PR #2155, opened 2018-01-23
Remove PID from gem index directory.

hsbt:
# Description:

`gem generate_index` allows creating sequential directory used PID. It's possible to guess the directory name by other local users. It's better to use `Dir.mktmpdir` instead of PID.


djberg96:
👍

hsbt:
@bundlerbot r+

Issue #3524, opened 2020-04-16
Deprecations for CLI flags are not displayed if they use `--flag=value` format


deivid-rodriguez:
1. Do you have a reproduction script? It would be really helpful for us if you provide one.

```bash
mkdir test
cd test
bundle init
bundle install --path=vendor/bundle
```

2. What are you trying to accomplish?

Deprecation messages that are displayed every time they are expected.

3. What command did you run?

```
bundle install --path=vendor/bundle
```

4. What were you expecting to happen?

```
$ bundle install --path=vendor/bundle
[DEPRECATED] The `--path` flag is deprecated because it relies on being remembered across bundler invocations, which bundler will no longer do in future versions. Instead please use `bundle config set path 'vendor/bundle'`, and stop using this flag
Fetching gem metadata from https://rubygems.org/..............
```

5. What actually happened?

```
bundle install --jobs=3 --retry=3 --path=${BUNDLE_PATH:-vendor/bundle}
Fetching gem metadata from https://rubygems.org/..............
(...)
```

PR #3561, opened 2020-04-27
Show deprecation warning regardles of how you specify a flag

bronzdoc:
Closes https://github.com/rubygems/rubygems/issues/3524

Show deprecations for CLI flags if they use `--flag=value` format

----

### DIFF
--- a/bundler/lib/bundler/cli.rb
+++ b/bundler/lib/bundler/cli.rb
@@ -815,7 +815,7 @@ module Bundler
       option = current_command.options[name]
       flag_name = option.switch_name
 
-      name_index = ARGV.find {|arg| flag_name == arg }
+      name_index = ARGV.find {|arg| flag_name == arg.split("=")[0] }
       return unless name_index
 
       value = options[name]
--- a/bundler/spec/other/major_deprecation_spec.rb
+++ b/bundler/spec/other/major_deprecation_spec.rb
@@ -121,6 +121,28 @@ RSpec.describe "major deprecations" do
     pending "should fail with a helpful error", :bundler => "3"
   end
 
+  context "bundle check --path=" do
+    before do
+      install_gemfile <<-G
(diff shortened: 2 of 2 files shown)


bundler/lib/bundler/cli.rb
```diff
@@ -815,7 +815,10 @@ def remembered_flag_deprecation(name)
       option = current_command.options[name]
       flag_name = option.switch_name
 
-      name_index = ARGV.find {|arg| flag_name == arg }
+      name_index = ARGV.find do |arg|
+        flag_name == arg || arg.split("=").find {|str| flag_name == str }
+      end
+
```
deivid-rodriguez, line 821: This implementation is subject to pathological false positives like

```
$ mkdir ./--path
$ bundle install --binstubs=--path
[DEPRECATED] The `--path` flag is deprecated because it relies on being remembered across bundler invocations, which bundler will no longer do in future versions. Instead please use `bundle config set path 'path'`, and stop using this flag
[DEPRECATED] The --binstubs option will be removed in favor of `bundle binstubs`
Could not locate Gemfile
```

I believe you can go with the simpler

```ruby
      name_index = ARGV.find {|arg| flag_name == arg.split("=")[0] }
```

bronzdoc:
Thanks @deivid-rodriguez! 🙂 

Just for curiosity, why you force pushed to the branch?

deivid-rodriguez:
I fixed a style nit that was some minor that I didn't want to bother you about :sweat_smile:

deivid-rodriguez:
And then I run into like three flaky test failures in a row :rofl:

deivid-rodriguez:
The nitpick was that in bundler's code normally when we create a local variable and use it right after on a guard clause, we don't leave an empty line between the local variable assignment and the guard clause. I see it as part of the same "logical block" of code.

bronzdoc:
Got it!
=-=-=
TASK :: Look through the records for the word "like". Every line that has it should be copied.

WRITTEN ANSWER ::
deivid-rodriguez, line 821: This implementation is subject to pathological false positives like
And then I run into like three flaky test failures in a row :rofl:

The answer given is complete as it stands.